I would have liked to go to the party but I did not have a gift....is that correct???


----------



## misskelly

Perfect!


----------



## pane13

Ok! Thank you so much!!!


----------



## giovannino

I think that in this case the gerund is the equivalent of a conditional clause:

1. Volendo ( = se vogliamo) possiamo andare al cinema

If we are in the mood for it/if we feel like it we could go to the cinema

2. Volendo ( = se avessi voluto) avrei potuto andare ma invece sono rimasta a casa...

If I had (really) wanted to I could have gone but I stayed at home instead

 I would tend to use 1. , for instance, in response to someone who is complaining about having to spend a boring evening at home.


----------



## misskelly

I agree, it is a way of saying we use to express what we would like to do.


----------



## housecameron

misskelly said:


> I agree, it is a way of saying we use to express what we would like to do.


 
Or what we’d have liked to do (past), as giovannino already pointed out.

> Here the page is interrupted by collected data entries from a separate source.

PR #14947, opened 2022-05-31
fix  SQLITE_ERROR: too many terms in compound SELECT

gcxfd:
image

see the image above

### DIFF
--- a/core/server/services/mega/mega.js
+++ b/core/server/services/mega/mega.js
@@ -495,13 +495,15 @@ async function createEmailBatches({emailModel, memberRows, memberSegment, option
             });
         });
 
-        const insertQuery = db.knex('email_recipients').insert(recipientData);
+        for (let data of _.chunk(recipientData,499)) {
 
-        if (knexOptions.transacting) {
-            insertQuery.transacting(knexOptions.transacting);
+            const insertQuery = db.knex('email_recipients').insert(data);
+            if (knexOptions.transacting) {
+                insertQuery.transacting(knexOptions.transacting);
+            }
+            await insertQuery;
+
         }
-
-        await insertQuery;
 
         return batchModel.id;
     };


ErisDS:
Hi @gcxfd Thanks for taking the time to submit this fix. In its current form, there's no explanation for why there is a for loop and it's not limited to sqlite3, so I'm fairly certain someone else would just come along and remove the loop not realising why it's there.

Are you up for iterating on the fix? We have a [DatabaseInfo package](https://github.com/TryGhost/Ghost/blob/8dd009ffa03c5a0fac4d9f5ac614f54f3c27d372/core/server/services/members/service.js#L40) you can use to detect when the engine is sqlite3 🙂

markstos:
It's not clear this is the best location for a fix. The error is clearly about about a SELECT statement, but the patch changed a bulk INSERT into individual inserts.

Looking closely at the stack trace, what failed was in job-manager on line 110. That's where bulk emails are being prepared. That appears to be where the "compound SELECT" must be generated from. I started to trace it. Maybe it's part of the logic in here?

https://github.com/TryGhost/Ghost/blob/a30e42404bdf651d833e32b10027d4d43bca4bdb/core/server/services/mega/mega.js#L360

In any case, it would be useful which "compound SELECT" is being referred to.

> A compound SELECT statement is two or more SELECT statements connected by operators UNION, UNION ALL, EXCEPT, or INTERSECT. We call each individual SELECT statement within a compound SELECT a "term".

Once it's known where the code is making a "compound SELECT" with more than 500 terms, there may be a fix which benefits other databases as well, because that's a very complex SELECT statement!

-----

New take: I found this:

> older versions of sqlite (<3.7.11) don't allow multiple row insertion using INSERT INTO tablename (columnname) VALUES (value1),(value2), ... it is very easy to end up with a workaround with >500 UNION terms for a simple insertion like INSERT INTO tablename (columnname) SELECT value1 AS columnname UNION SELECT value2 UNION SELECT value3 ... UNION SELECT

So what version of SQLite is being used here?

gcxfd:
latest , see
https://stackoverflow.com/a/14263897

ErisDS:
> The Ghost package.json shows an optional dependency on sqlite3 with a version of 5.0.8. The TryGhost/node-sqlite project shows that it's using SQLite 3.38.4. I'm not sure which applies here, but both are greather than 3.17.11.

Ghost's dependency on sqlite3 is on the node package, which is a binary wrapper around sqlite3. The 5.0.8 version number references the node package, not sqlite3 directly.

The node sqlite3 package in turn should be using a very up-to-date version of sqlite - as you said 3.38.4.

> Another possibility is that the SQLite version being used is fine, but one of the translation layers in the stack is translating the multi-insert syntax into the "INSERT INTO...SELECT FROM" form that's compatible with versions before 3.7.11, which in turn causes this breakage.

I believe a further case in which the system has an earlier version of sqlite3 already installed, and that gets used instead. 

Still, 3.7.11 is a very old version of sqlite3, sqlite3 should only be used in development mode now, meaning it should be possible to update to a later version. 

Ideally, we want to keep away from having too many divergent code paths between sqlite3 and mysql. Sqlite3 really only exists for convenience of developing & testing out Ghost locally, and more for the use case of people building themes or other tools on top of Ghost, rather than those developing Ghost itself. It's not expected that every advanced feature of Ghost should function well on sqlite3 anymore, especially features that require scale like sending large volumes of emails :) 

I'm going to close this for now. If anyone discovers an upstream bug contributing to this, or has a cleaner fix they'd like to propose I'm all ears though.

But it also means _"se si vuole/ se uno vuole"_

_Volendo, si può aggiungere un po' di cipolla_ (in a recipe)
_Volendo, si può cambiare l'ordine delle icone sul desktop._

By the way:
Volendo (avrei) *sarei *potut*a* andare ma invece sono rimasta a casa


----------



## brian

Does the subject of "volendo" always have to be the subject of the main sentence? For example, if I want to say, "Se *vuoi*, te lo posso mandare subito," could I say "Volendo, te lo posso mandare subito"? Or does that _only_ mean "Se *voglio*, posso mandartelo subito" because the subject of "posso" is "io"?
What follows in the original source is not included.